Yes it was a lucky find. It's a bit too tall though so I'm thinking of bandsawing a bit off the bottom.  :?


----------



## tim (28 May 2012)

*Re: Eheim Aquastyle 35*

bandsaw the top and keep it as a tall cave shrimp and fish are gonna love that very good start to your journal


----------



## Iain Sutherland (28 May 2012)

*Re: Eheim Aquastyle 35*

Or leave it pocking out the top with some emersed growth, bit like Georges last tank?
http://ukaps.org/forum/viewtopic.php?f= ... 7&start=30


----------



## sarahtermite (28 May 2012)

*Re: Eheim Aquastyle 35*



			
				easerthegeezer said:
			
		

> Or leave it pocking out the top with some emersed growth, bit like Georges last tank?
> http://ukaps.org/forum/viewtopic.php?f= ... 7&start=30


Good call!


----------



## Aqua sobriquet (28 May 2012)

*Re: Eheim Aquastyle 35*

Here it is in situ, I reckon it's too big really. I think it will soak up too much of the lighting for the plants? 






If it had twin fluorescents over the tank that might be different.


----------



## Nathaniel Whiteside (28 May 2012)

*Eheim Aquastyle 35*

Just buy malawistu's Grobeam 1000ND
Tile. Plenty then


----------



## Aqua sobriquet (29 May 2012)

*Re: Eheim Aquastyle 35*

Very funny   

If I do use this lump of wood (when it sinks  :? ) given the lower light levels and the fact that I like Mosses and Anubias which substrate would you use?
I have Flora Base, Manado,Tesco CL and Horticultural Sand. Bear in mind I'd also like a few shrimp once the tank has cycled.
Bit concerned about Algae growth if I use the FB although it would probably be better for the shrimp?


----------



## Nathaniel Whiteside (29 May 2012)

*Eheim Aquastyle 35*

Depends on the shrimp?
If your thinking bee shrimp I'd make an investment of £20 in some ebi gold from the freshwatershrimp.co.uk site.

I havent used the others so couldnt comment, if you only want red cherries, then I would say any of them!


----------



## Iain Sutherland (29 May 2012)

*Re: Eheim Aquastyle 35*



			
				Aqua sobriquet said:
			
		

> Here it is in situ, I reckon it's too big really. I think it will soak up too much of the lighting for the plants?

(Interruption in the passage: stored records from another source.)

PR #4103, opened 2023-08-01
Fix openssl session resumption, FTPS certificate validation vs hostname

chrisbednarski:
- `_socketIndex` was uninitialised in `SSLManager`, which meant `SSL_get_ex_data` in `SecureSocketImpl::onSessionCreated` always returned NULL
  - session resumption was not working because of this
  - I considered adding `CRYPTO_free_ex_index` to the `SSLManager` destructor, but poco does not pass any callback pointers to `SSL_get_ex_new_index`, so there is no need to clear them
- pass host name when attaching the secure socket stream
  - without this, the FTPS client tries to validate the certificate against the IP address of the server
- add `setQuietShutdown` and `ignoreUnexpectedEof` functions to the openssl context
  - bidirectional shutdown on Microsoft FTPS **upload** connections is timing out. The quiet shutdown option marks the connection as closed and does not try to receive the close_notify alert (which was timing out)
  - bidirectional shutdown on filezilla FTPS connections works well (after the session resumption was fixed)


chrisbednarski:
I'm looking at the failing tests

chrisbednarski:
rebased

matejk (commented):
I approve this merge request.

@aleks-f: any objections to merge to devel?

Issue #2291, opened 2018-04-13
Visitor Pattern for Dynamic::Var


obiltschnig:
Implement the Visitor pattern for `Dynamic::Var` and `Dynamic::VarHolder`.

Main issue here is how to deal with unknown types. A simple solution would be to just deal with a limited set of types (basically all for which we have a VarHolder, and simply throw a Poco::NotImplementedException in `VarHolder::accept()`. Will probably be sufficient for my initial use case. 

It would be interesting to implement `accept()` as a template, with the Visitor class as template argument. This would make it possible to provide customized Visitor classes, containing `visit()` methods for all used types. However, for obvious reasons C++ does not support virtual member function templates.

A different idea would be a "dynamic" Visitor class with the ability to register "visit" functions for a specific type as std::function objects or lambdas. Something to consider for 2.0.

PR #4144, opened 2023-09-09
add visitor pattern implementation for Poco::Dynamic::Var

bas524:
Complimentary for #2291
It's a simple implementation of runtime visitor
Main idea is using unique handler for every type which can be saved in the Dynamic::Var

As handler you can use lambda, std::function and function pointer with signature:
```cpp
std::function<void(const T&)>;
void (*)(const T &);
```

example
```cpp
// ...
Visitor visitor;
visitor.addHandler<std::string>([](const std::string& s) { std::cout << s; });
// ...
Poco::Dynamic::Var v = getVar();
if (visitor.visit(v))
{
    // successfully processed
}
```

### DIFF
--- a/Foundation/include/Poco/Dynamic/VarVisitor.h
+++ b/Foundation/include/Poco/Dynamic/VarVisitor.h
@@ -1,0 +1,99 @@
+#ifndef Foundation_VarVisitor_INCLUDED
+#define Foundation_VarVisitor_INCLUDED
+
+//
+// VarVisitor.h
+//
+// Library: Foundation
+// Package: Dynamic
+// Module:  VarVisitor
+//
+// Definition of the VarVisitor class.
+//
+// Copyright (c) 2023, Applied Informatics Software Engineering GmbH.
+// and Contributors.
+//
+// SPDX-License-Identifier:	BSL-1.0
+//
+
+
+#include "Poco/Dynamic/Var.h"
+#include <unordered_map>
+#include <functional>
+
+namespace Poco {
+namespace Details {
+
+struct TypeInfoHash
+{
+	inline std::size_t operator()(std::type_info const& t) const { return t.hash_code(); }
+};
+
+struct EqualRef
+{
+	template <typename T>
+	bool operator()(std::reference_wrapper<T> a, std::reference_wrapper<T> b) const
+	{
+		return a.get() == b.get();
+	}
+};
+
+using TypeInfoRef = std::reference_wrapper<std::type_info const>;
+
+using HandlerCaller = std::function<void(const Poco::Dynamic::Var&)>;
+
+template <typename T>
+using HandlerPointer = void (*)(const T &);
+
+template <typename T>
+using Handler = std::function<void(const T&)>;
+
+}	// Details
+
+namespace Dynamic {
+
+class Foundation_API Visitor
+	/// VarVisitor class.
+{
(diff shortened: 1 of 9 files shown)


Foundation/include/Poco/Dynamic/VarVisitor.h
```diff
@@ -0,0 +1,99 @@
...
+	
+public:
+	template <typename T>
+	bool addHandler(const Details::Handler<T> &f)
+	/// Add handler for specific type T which holds in Var
+	/// This method is more safe, because it saves copy of handler : lambda or std::function
+	/// Returns true if handler was added
+	{
+		auto result = _handlers.emplace(std::ref(typeid(T)),
+										Details::HandlerCaller([handler = f](const Poco::Dynamic::Var& x)
```
aleks-f, line 71: too much indent (3 is enough)

Foundation/include/Poco/Dynamic/VarVisitor.h
```diff
@@ -0,0 +1,99 @@
...
+	}
+	
+	template <typename T>
+	bool addHandler(Details::HandlerPointer<T> f)
+	/// Add handler for specific type T which holds in Var
+	/// This method is less safe, because it saves only copy of function pointer
+	/// Returns true if handler was added
+	{
+		auto result = _handlers.emplace(std::ref(typeid(T)),
+										Details::HandlerCaller([handlerPointer = f](const Poco::Dynamic::Var& x)
```
aleks-f, line 85: too much indent (3 is enough)

Foundation/src/VarVisitor.cpp
```diff
@@ -0,0 +1,32 @@
...
+//
+
+#include "Poco/Dynamic/VarVisitor.h"
+
+namespace Poco {
+namespace Dynamic {
+
+bool Visitor::visit(const Var &x) const
+{
+	bool wasHendled = false;
```
aleks-f, line 22: spelling, wasHandled, not hendled

Foundation/testsuite/src/VarTest.cpp
```diff
@@ -3103,6 +3110,169 @@ void VarTest::testSharedPtr()
 	assertTrue(p.referenceCount() == 1);
 }
 
+struct ProcessDummy
+{
+	Var &v;
+	ProcessDummy(Var &var) : v(var) {}
+	void operator()(const Dummy &d) {
```
aleks-f, line 3117: style

aleks-f (changes requested):
@bas524 we need that CI passing. rebase your branch with `devel` to get the most recent changes and I will restart any failing CI (sometimes they just timeout) that does not show a serious bug

Foundation/testsuite/src/VarTest.cpp
bas524: done

Foundation/src/VarVisitor.cpp
bas524: done

Foundation/include/Poco/Dynamic/VarVisitor.h
bas524: done

Foundation/include/Poco/Dynamic/VarVisitor.h
bas524: done

PR #4156, opened 2023-09-21
Allow passing raw fd's into ServerSocket

russelltg:
I'm writing an application that receives a fd from systemd that's bound on port 80, and I would like Poco to be able to host the server on the fd that I receive. 

This code enables this usecase. I've tested it and it works well


russelltg:
I'm marking this as draft as I realize that it's a breaking change due to the very similar constructor with port.

Maybe instead of a constructor this case should be supported with constructing a default instance then calling a .useFd function or something?

russelltg:
Ok, I think this is a better approach to avoid issues with implicit integer conversion and to make this API use a bit more explicit at callsites.

Thanks for reviewing :)

aleks-f (changes requested):
add a test case [here](https://github.com/russelltg/poco/blob/fd_into_serversocket/Net/testsuite/src/SocketTest.cpp), please

russelltg:
I've added a test. I'm not on windows at the moment so haven't tested that the windows portion builds/runs, but it works on Linux.

matejk:
Code compiles on macOS (clang 15.0.0), unit tests pass.

Net/include/Poco/Net/SocketImpl.h
```diff
@@ -142,6 +142,13 @@ class Net_API SocketImpl: public Poco::RefCountedObject
 		/// If the library has not been built with IPv6 support,
 		/// a Poco::NotImplementedException will be thrown.
 
+	void useFileDescriptor(poco_socket_t fd);
+		/// Use a external file descriptor for the socket. Required to be careful
+		/// about what kind of file descriptor you're passing to make sure it's compatable
```
matejk, line 147: Typo: compatable -> compatible?

matejk (commented):
I approve the changes with only one minor comment from my side.

PR #4190, opened 2023-10-16
CMake: Use CMAKE_INSTALL_* variables from GNUInstallDirs

matejk:
Poco includes GNUInstallDirs (#3105), however the provided variables are not used in all places.

Module cmake files that are installed to /usr/lib/x86_64-linux-gnu/cmake/Poco on Ubuntu or Debian, can refer to non-existent libraries.

This PR replaces usage of hardcoded paths with variables from GNUInstallDirs.


tuduongquyet:
Voted

PR #4223, opened 2023-10-25
Virtualize ServerApplication::handlePidFile()

pavledragisic:


obiltschnig:
Why doesn't `replaceOption()` take an `Option` parameter, like `addOption()`? Seems inconsistent.

aleks-f:
> Why doesn't `replaceOption()` take an `Option` parameter, like `addOption()`? Seems inconsistent.

@pavledragisic change it, but it also requires changes on our side (devs, dispatcher and s7server) so either align it on our side or create an issue there

obiltschnig:
Then at least also add an `addOption()` overload, please, so that the API stays consistent.

aleks-f:
> Then at least also add an `addOption()` overload, please, so that the API stays consistent.

alright, @pavledragisic do it like that

aleks-f:
@obiltschnig after a bit more thinking, how about this instead:
```c++
template <typename T>
void OptionSet::replaceHandler(const std::string& opt, T* pObj, Callback<T> func)
```

That is really what we need - to tell the `Application` that we will handle this option and replacing the whole Option is the proverbial cannon to kill a mosquito :)

aleks-f:
> If that's all you need, then how about just making `handlePidFile()`, `handleDaemon()`, etc. virtual?

virtualizing will work; at this time, I would limit it to handlePidFile only and I would also like to move it out of #ifdef FAMILY_UNIX, so that it is available on all platforms

aleks-f:
> > If that's all you need, then how about just making `handlePidFile()`, `handleDaemon()`, etc. virtual?
> 
> virtualizing will work; at this time, I would limit it to handlePidFile only and I would also like to move it out of #ifdef FAMILY_UNIX, so that it is available on all platforms

@pavledragisic do it like this ^
https://github.com/pocoproject/poco/blob/e47b92d641d3efffe9a81cf8f4a940f7267a015b/Util/include/Poco/Util/ServerApplication.h#L174
discard current changes in this branch, move this function out of #ifdef, and make it virtual. We then have to override it in our processes that require strict PID creation timing

PR #4255, opened 2023-11-08
4248 add progen powershell script

cunj123:


progen.ps1
```diff
@@ -0,0 +1,109 @@
...
+	[switch] $help
+)
+
+function Process-Input
+{
+	if ($help -eq $true)
+	{
+		Write-Host 'Usage:'
+		Write-Host '------'
+		Write-Host 'progen.ps1 [-poco_base <dir>]'
```
aleks-f, line 31: there should also be `-samples` and `-tests` (default off)

aleks-f (changes requested):

PR #3444, opened 2021-10-25
Allow using `Poco::FileStream` to wrap arbitrary file handles/descriptors as C++ streams

dgrunwald:
In our application we open files in Python code, pass the file handle/descriptor to C++ code, and then use `FileStream` to access the file from C++. It's also possible for Python to pass a duplicate of the stdin handle to C++, so we need to handle the `ERROR_BROKEN_PIPE` special case.

PR #4424, opened 2024-01-29
Allow using Poco::FileStream to wrap arbitrary file handles/descriptors as C++ streams 

matejk:
Contains PR #3444 rebased on latest devel.

* Allow opening a file descriptor/HANDLE as C++ stream.

* FileStream: treat read from closed pipe as EOF.

* chore(Filestream): conde style (naming)


aleks-f (changes requested):
a testcase should be added. 
this should be released in 1.14 - it changes the interface, so it is more appropriate to introduce it in major release

Issue #4367, opened 2023-12-21
`SQLite` `FTS5` (full text search)


aleks-f:
https://www.sqlite.org/fts5.html

SQLITE full text search.

PR #4430, opened 2024-01-31
Update SQLite (3.43 > 3.45) and enable FTS5 (#4367)

OgreTransporter:
Update SQLite (3.43 > 3.45) and enable FTS5 (#4367)


aleks-f (changes requested):
- [x] redirect to devel branch
- [x] FTS should not be enabled by default
- [x] VS projects should not be edited directly; instead, use [progen](https://github.com/pocoproject/poco/wiki/Generating-VS-Projects-using-ProGen) file to regenerate projects (that said, (1) VS projects are not officially supported and are here because some of us like having them around; I'm not sure in how good shape are 160 projects given that we require c++17 now, and (2) there's [this change](https://github.com/pocoproject/poco/pull/4410/commits/545c770e21aa82422a3bdf9dde6a1e1ab19047f9), which should be in devel later today)

aleks-f (approved):

aleks-f:
#4433 (this PR is too messy and did not trigger all CI)

PR #4434, opened 2024-02-01
Allow set enum as json value (#4363)

aleks-f:
* fix issue #4341 add testEnum
if you set enum as json value then it will be cast to int

* add behavior for enum into VarHolderImpl add tests for enum classes with different underline integral types

* replace static_cast with convertTo* methods, they can check types and limits

* fix missing types for convert methods

* fix code style add testEnumType to the VarTest.cpp, extract() works


Foundation/include/Poco/Dynamic/VarHolder.h
```diff
@@ -787,6 +823,287 @@ class VarHolderImpl: public VarHolder
...
+		{
+			convertToSigned(std::underlying_type_t<T>(_val), val);
+		}
+		else
+		{
+			VarHolder::convert(val);
+		}
+	}
+
+	void convert(Int64& val) const
```
matejk, line 862: I think that having partial specialisation for signed (and another for unsigned) integer types would simplify the code. The functions are identical except for the type.

Foundation/include/Poco/Dynamic/VarHolder.h
```diff
@@ -787,6 +823,287 @@ class VarHolderImpl: public VarHolder
...
+		{
+			val = (std::underlying_type_t<T>(_val) != 0);
+		}
+		else
+		{
+			VarHolder::convert(val);
+		}
+	}
+
+	void convert(float& val) const
```
matejk, line 962: Is conversion of enum to float meaningful?

Foundation/include/Poco/Dynamic/VarHolder.h
```diff
@@ -787,6 +823,287 @@ class VarHolderImpl: public VarHolder
...
+			std::string str = NumberFormatter::format(std::underlying_type_t<T>(_val));
+			Poco::UnicodeConverter::convert(str, val);
+		}
+		else
+		{
+			VarHolder::convert(val);
+		}
+	}
+
+	bool isArray() const
```
matejk, line 1023: I think that partial specialisation could also simplify all of the is* member functions.

Foundation/include/Poco/Dynamic/VarHolder.h
aleks-f: the problem is these are virtual functions so they become overloads, not overrides

Foundation/include/Poco/Dynamic/VarHolder.h
aleks-f: probably not, but I don't think it hurts

Foundation/include/Poco/Dynamic/VarHolder.h
aleks-f: I'm not sure how would this work, consolidating all functions into one `is()` and having an enum designator? that would break a lot of code

matejk: After taking another look, my first suggestion does not make much sense.

Foundation/include/Poco/Dynamic/VarHolder.h
matejk: True, missed that.

matejk (approved):

Issue #4414, opened 2024-01-24
Improve NotificationCenter speed and usability


aleks-f:
**Is your feature request related to a problem? Please describe.**
Currently, the `NotificationCenter` calls `(N)Observer` callback in the same thread where the subscribed-to event occurs. This slows down the event collection by executing the handling functionality "inline" in the event collection loop. 

Additionally, notification dispatch in `(N)Observer` depends on `dynamic_cast` to determine whether to actually post the `Notification` to the `Observer`. The downside of this approach (aside from the `dynamic_cast` performance hit) is that it is not possible to distinguish observers by any other criteria except the compile-time notification type. 

**Describe the solution you'd like**
Decoupling event detection from handling would allow to collect event-generating data without being slowed down by the processing workload.
Adding an additional (runtime) matching criteria would relax the current constraints and only actually interested observers could be determined prior to dynamic casting and calling the handler.

- `NotificationCenter`:
  - `enqueueNotification()`
- `NObserver` (all optional, `*` is only to describe what it conceptually is, could also be a `unique_ptr`):
  - `dequeueNotification()`
  - `NotificationQueue*`
  - `Poco::Thread*`
  - `Dispatcher*` (`Runnable` child)
  - `(*match)(const Poco::Any&)` callback

**Describe alternatives you've considered**
Alternatively, this could be implemented as a separate pair of classes, inheriting from the existing ones (eg. `ActiveNotificationCenter` and `ActiveObserver`)

**Additional context**
All this should be added as a default-off option, ie. without affecting the existing functionality.
I'm inclined to deprecate the `Poco::Observer` in the future, eventually renaming `NObserver` to `Observer` with perhaps notifications being `std::unique_ptr` which are moved into the handlers.

matejk:
`NObserver` and `Observer` shall definitely be merged into one implementation.

Is `NotificationCenter::enqueueNotification()` planned to be an enhanced `postNotification()` which does criteria matching?

Will a new thread be introduced that performs notification dispatching to registered observers to avoid the "inline" handling function?

obiltschnig:
Rather than one class making do too much, I'd prefer a new class that does things differently, but in one specific way only.

aleks-f:
> Is `NotificationCenter::enqueueNotification()` planned to be an enhanced `postNotification()` which does criteria matching?

No, `NotificationCenter` should only enqueue notifications into a `NotificationQueue`. 

[...]

PR #4444, opened 2024-02-06
AsyncObserver

aleks-f:
#4414 

Summary:

- existing functionality is only broken in the (now deprecated) [AbstractObserver::accepts()](https://github.com/pocoproject/poco/pull/4444/files#diff-c01387ad7bebc0f44dc73dd78c3b81758e087ac8e5c5083d9e359ca9d4c3b313R41-R44)
  This was a "quick and dirty" external path to the goal of filtering notifications by name (in addition to type-filtering)
- optional [_matcher](https://github.com/pocoproject/poco/blob/b6e310fe2ddd13abcfc82c4567c7591c54f7ea3d/Foundation/include/Poco/NObserver.h#L150) is added to `NObserver`
  (defaults to null and does not break existing functionality)
- [NotificationCenter::observersTonotify()](url) filters out the non-interested observers
  - this is the only place where `dynamic_cast` performance hit is taken
  - unnecessary casting is avoided when matcher is present and does not match
  - since observers are filtered, only the ones with matching type are notified, so `notify()` can cast [statically](https://github.com/pocoproject/poco/blob/b6e310fe2ddd13abcfc82c4567c7591c54f7ea3d/Foundation/include/Poco/NObserver.h#L93)
- `AsyncObserver` is child of `NObserver` and runs its own [thread](https://github.com/pocoproject/poco/blob/b6e310fe2ddd13abcfc82c4567c7591c54f7ea3d/Foundation/include/Poco/AsyncObserver.h#L135-L158) to decouple Notification posting from handling
- added`AsyncNotificationCenter`, a child class of the `NotificationCenter`; currently, there is a problem with default static version of this observer on windows:
  https://github.com/pocoproject/poco/blob/71560b0f1c3b68990a554d4aba59759c87590f2e/Foundation/testsuite/src/NotificationCenterTest.cpp#L252-L255

### DIFF
--- a/Foundation/Foundation_vs160.vcxproj
+++ b/Foundation/Foundation_vs160.vcxproj
@@ -1493,6 +1493,7 @@
     <ClInclude Include="include\Poco\AccessExpireStrategy.h" />
     <ClInclude Include="include\Poco\ActiveDispatcher.h" />
     <ClInclude Include="include\Poco\ActiveMethod.h" />
+    <ClInclude Include="include\Poco\AsyncObserver.h" />
     <ClInclude Include="include\Poco\ActiveResult.h" />
     <ClInclude Include="include\Poco\ActiveRunnable.h" />
     <ClInclude Include="include\Poco\ActiveStarter.h" />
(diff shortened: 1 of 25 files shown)


matejk (approved):
Looks OK to me.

Your going to get plants in there as well!   Its a nice piece of wood but i would think too big for this tank, i'd wait til you get your second one


----------



## somethingfishy (29 May 2012)

*Re: Eheim Aquastyle 35*



			
				easerthegeezer said:
			
		

> Aqua sobriquet said:
> 
> 
> 
> ...



+1 to that ... why try and make such a great piece of wood work in this tank, when im sure in a future tank it will become an awsome focul point (and not a potential problem)


----------



## Aqua sobriquet (29 May 2012)

*Re: Eheim Aquastyle 35*

Yes, you're right guys. Just tried it again and it really puts too much of the tank in the shade    so it's going into storage for the next tank!

I've got the first piece of wood sitting in some boiling water at the moment which I'll maybe bend into shape with a clamp till I like it ...


----------



## Aqua sobriquet (3 Jun 2012)

*Re: Eheim Aquastyle 35*

Not too pleased with the way things are going at the moment. I have been collecting plants for the new Nano and keeping them in a variety of large glass containers on the window sill, I still have some stuff left in the vase on the right. Some were doing ok but others have not fared so well so I've been rushed into virtually just dumping stuff in the tank in an effort to save them. The results are none too pleasing but hopefully it will serve as a lesson in maintaining stuff short term. I really need to re-think how I want to hardscape the Nano and plan it properly! 





I'm also considering other options for heating and filtration to give a cleaner look...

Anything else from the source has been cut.